После этого привратник ушёл и отсутствовал, казалось, целую вечность. Вернулся в сопровождении пожилого худого монаха в заношенном тёмно-бордовом одеянии. Мой проводник обменялся с ним ритуальными приветствиями. Отойдя к воротам, они быстро перекинулись несколькими фразами, и удивительный человек торопливо покинул обитель. Он ушёл из моей жизни, не оглянувшись, а я осталась стоять посреди обширного монастырского двора, оглушённая внезапной пустотой.
Свершилось: я совсем одна в чужом незнакомом мире! Такое ощущение нереальности происходящего и состояние безнадёжного спокойствия бывают в тягостных, слишком правдоподобных снах. Одиночество казалось мне застывшим, бесконечным.
На самом-то деле вряд ли тренированному жителю гор понадобилось много времени, чтобы, преодолев крутой склон, вернуться от ворот на пустырь, где я стояла не шевелясь. Монах молча заглянул мне в лицо.
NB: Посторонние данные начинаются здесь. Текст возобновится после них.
PR #2767, opened 2025-11-08
Improved disabling the upgrades module

Lemvs:
# Changelog # 
- I added an "enabled" option to the upgrades module config because if we disabled all options from this config, the module was disabled, which shouldn't be the case, as we might still want to use the upgrades menu to upgrade the team limit or island size, which are part of the main plugin, so still work despite these options being disabled. 
- I moved the block and entity limit modification commands to the upgrades module because you can specify whether these features are enabled in the module, but these commands didn't belong to the module, but to the main plugin, and they were always enabled.

### DIFF
--- a/src/main/java/com/bgsoftware/superiorskyblock/module/upgrades/type/UpgradeTypeBlockLimits.java
+++ b/src/main/java/com/bgsoftware/superiorskyblock/module/upgrades/type/UpgradeTypeBlockLimits.java
@@ -14,6 +14,9 @@ import com.bgsoftware.superiorskyblock.core.key.ConstantKeys;
 import com.bgsoftware.superiorskyblock.core.key.Keys;
 import com.bgsoftware.superiorskyblock.core.messages.Message;
 import com.bgsoftware.superiorskyblock.core.mutable.MutableObject;
+import com.bgsoftware.superiorskyblock.module.upgrades.commands.CmdAdminAddBlockLimit;
+import com.bgsoftware.superiorskyblock.module.upgrades.commands.CmdAdminRemoveBlockLimit;
+import com.bgsoftware.superiorskyblock.module.upgrades.commands.CmdAdminSetBlockLimit;
 import com.bgsoftware.superiorskyblock.world.BukkitItems;
 import org.bukkit.Location;
 import org.bukkit.Material;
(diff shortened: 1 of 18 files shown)


src/main/java/com/bgsoftware/superiorskyblock/module/upgrades/type/UpgradeTypeBlockLimits.java
```diff
@@ -33,11 +36,15 @@
...
 
+import java.util.Arrays;
 import java.util.Collections;
 import java.util.List;
 
 public class UpgradeTypeBlockLimits implements IUpgradeType {
 
+    private static final List<ISuperiorCommand> commands = Arrays.asList(new CmdAdminAddBlockLimit(),
+            new CmdAdminRemoveBlockLimit(), new CmdAdminSetBlockLimit());
+
```
OmerBenGera: Redundant, can be created and returned by `getCommands`

src/main/java/com/bgsoftware/superiorskyblock/module/upgrades/type/UpgradeTypeEntityLimits.java
```diff
@@ -46,6 +49,9 @@
 
 public class UpgradeTypeEntityLimits implements IUpgradeType {
 
+    private static final List<ISuperiorCommand> commands = Arrays.asList(new CmdAdminAddEntityLimit(),
+            new CmdAdminRemoveEntityLimit(), new CmdAdminSetEntityLimit());
+
```
OmerBenGera: Redundant, can be created and returned by `getCommands`

src/main/resources/modules/upgrades/config.yml
```diff
@@ -5,6 +5,8 @@
 ##                                                  ##
 ######################################################
 
+enabled: true
```
OmerBenGera, line 10: Comment the field

OmerBenGera (changes requested):

src/main/resources/modules/upgrades/config.yml
Lemvs: In other modules, except for the mission, this option does not have a comment, so in other modules also add such a comment?

src/main/java/com/bgsoftware/superiorskyblock/module/upgrades/type/UpgradeTypeBlockLimits.java
Lemvs: In other types of upgrades it is done like this, so I did the same. So should I change it in other types too?

src/main/resources/modules/upgrades/config.yml
OmerBenGera: > In other modules, except for the mission, this option does not have a comment, so in other modules also add such a comment?

Yep

OmerBenGera (approved):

У него были тёмная, почти коричневая кожа, прорезанная глубокими морщинами, добавлявшими его облику суровости, и необычайно ясные карие глаза.
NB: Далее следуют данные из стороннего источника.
PR #2807, opened 2025-12-19
feat. new flags regarding beehives

nivcoo:
Hello,

I added a new flags regarding beehives spawn.

Because actually it's not a real "natural spawn" if bees are inside beehives.


src/main/java/com/bgsoftware/superiorskyblock/listener/IslandFlagsListener.java
```diff
@@ -82,6 +90,14 @@ private void onEntitySpawn(GameEvent<GameEventArgs.EntitySpawnEvent> e) {
     private boolean checkPreventEntitySpawn(GameEvent<GameEventArgs.EntitySpawnEvent> e, Location entityLocation) {
         CreatureSpawnEvent.SpawnReason spawnReason = e.getArgs().spawnReason;
 
+        if (BEE_ENTITY_TYPE != null &&
```
OmerBenGera: Technically no need to check for bee entity type, as checking for the beehive spawn reason is enough

src/main/java/com/bgsoftware/superiorskyblock/listener/IslandFlagsListener.java
```diff
@@ -82,6 +90,14 @@ private void onEntitySpawn(GameEvent<GameEventArgs.EntitySpawnEvent> e) {
...
+                e.getArgs().entity.getType() == BEE_ENTITY_TYPE &&
+                BEEHIVE_SPAWN_REASON != null &&
```
OmerBenGera: No need to check if it's null, only if `spawnReason == BEEHIVE_SPAWN_REASON` (spawnReason will never be null)

src/main/resources/menus/settings.yml
```diff
@@ -471,6 +471,25 @@ settings:
       lore:
         - '&7Allow withers to explode blocks inside your island.'
         - '&7Currently &cDISABLED&7.'
+    sound:
+      type: ORB_PICKUP
+      volume: 0.2
+      pitch: 0.2
+
+  beehive_bees_spawn:
```
OmerBenGera: Doesn't exist in this version

src/main/resources/menus/settings1_12.yml
```diff
@@ -474,4 +474,23 @@ settings:
     sound:
       type: ENTITY_EXPERIENCE_ORB_PICKUP
       volume: 0.2
-      pitch: 0.2
\ No newline at end of file
+      pitch: 0.2
+
+  beehive_bees_spawn:
```
OmerBenGera: Doesn't exist in this version

src/main/resources/menus/settings1_13.yml
```diff
@@ -457,4 +457,23 @@ settings:
     sound:
       type: ENTITY_EXPERIENCE_ORB_PICKUP
       volume: 0.2
-      pitch: 0.2
\ No newline at end of file
+      pitch: 0.2
+
+  beehive_bees_spawn:
```
OmerBenGera: Doesn't exist in this version

src/main/resources/menus/settings1_20.yml
```diff
@@ -465,4 +465,23 @@ settings:
     sound:
       type: ENTITY_EXPERIENCE_ORB_PICKUP
       volume: 0.2
+      pitch: 0.2
+
+  beehive_bees_spawn:
```
OmerBenGera: Should be sorted alphabetic

src/main/java/com/bgsoftware/superiorskyblock/island/flag/IslandFlags.java
```diff
@@ -30,6 +30,7 @@ public class IslandFlags {
     public static final IslandFlag TREE_GROWTH = register("TREE_GROWTH");
     public static final IslandFlag WATER_FLOW = register("WATER_FLOW");
     public static final IslandFlag WITHER_EXPLOSION = register("WITHER_EXPLOSION");
+    public static final IslandFlag BEEHIVE_BEES_SPAWN = register("BEEHIVE_BEES_SPAWN");
```
OmerBenGera: Should not be registered if bees are not in the game

OmerBenGera (changes requested):

nivcoo:
Ok i fixed everything you wanted except the last one : "Should not be registered if bees are not in the game"

How i've to do that ? and I add a new file settings1_15.yml does it will detect it automaticaly ? I don't see any reference in code

Lemvs:
There is no need to add the file for 1.15, you could have renamed the file for 1.13, but that wasn't necessary either, because the closest supported versions are 1.12 and 1.16, nothing in between is supported. After your current changes, the file for 1.13 is completely unnecessary, no one version will use it.

Lemvs:
And in the IslandFlags class, mark this flag as Nullable and it would also be better to arrange it alphabetically 😉

nivcoo:
Yes of course I forget to order that in code too. And so what I have to do for the config file ? Remove the 1.13 one or just add the flags into the 1.13 file ?

Lemvs:
It doesn't really matter, but since the flag requires version 1.15, I guess you could create a file for 1.15 and remove the one for 1.13, but maybe it's better to let Ome say what he prefers

nivcoo:
Or maybe just create a 1.16 file because the 1.15 is not supported

Lemvs:
Right, you can do it that way. The Permissions menu is also for 1.16, and the previous are for 1.9, so it should be okay

nivcoo:
I will do the next commit in that way and fix nullable and order in code and it should be good

src/main/java/com/bgsoftware/superiorskyblock/island/flag/IslandFlags.java
```diff
@@ -1,10 +1,15 @@
 package com.bgsoftware.superiorskyblock.island.flag;
 
+import com.bgsoftware.common.annotations.NotNull;
+import com.bgsoftware.common.annotations.Nullable;
 import com.bgsoftware.superiorskyblock.api.island.IslandFlag;
+import com.bgsoftware.superiorskyblock.api.island.IslandPrivilege;
```
OmerBenGera: No need to import it

src/main/java/com/bgsoftware/superiorskyblock/listener/IslandFlagsListener.java
```diff
@@ -82,6 +86,10 @@ private void onEntitySpawn(GameEvent<GameEventArgs.EntitySpawnEvent> e) {
     private boolean checkPreventEntitySpawn(GameEvent<GameEventArgs.EntitySpawnEvent> e, Location entityLocation) {
         CreatureSpawnEvent.SpawnReason spawnReason = e.getArgs().spawnReason;
 
+        if (spawnReason == BEEHIVE_SPAWN_REASON) {
+            return preventAction(entityLocation, IslandFlags.BEEHIVE_BEES_SPAWN);
+        }
+
```
OmerBenGera: Move this down below to the `if-else if` clause

OmerBenGera (changes requested):

src/main/java/com/bgsoftware/superiorskyblock/listener/IslandFlagsListener.java
nivcoo: good

OmerBenGera:
Can be done with entity categories - closing this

Так и не заговорив со мной, он дал знак следовать за ним. Может, он не понял моего проводника и посчитал, что я ни слова не понимаю по-тибетски. А может, в этой обители так принято – чтобы незнакомый гость молчаливо входил в мир монастыря. Я была проинструктирована, что в таких местах следует вести себя послушно и не проявлять никакой лишней инициативы. Так ты окажешь уважение хозяевам. Я засеменила вслед за монахом. Состояние между тем внезапно переменилось: мне стало спокойно и тепло. Доброжелательный старик будто взял меня под свою опеку, сдобренную ровным душевным теплом.
До конца дня пожилой монах водил меня за собой в полном молчании. В огромной пустой трапезной меня накормили. Правильно есть я умела, к еде давно привыкла, очень полюбила жирный чай с молоком и солью.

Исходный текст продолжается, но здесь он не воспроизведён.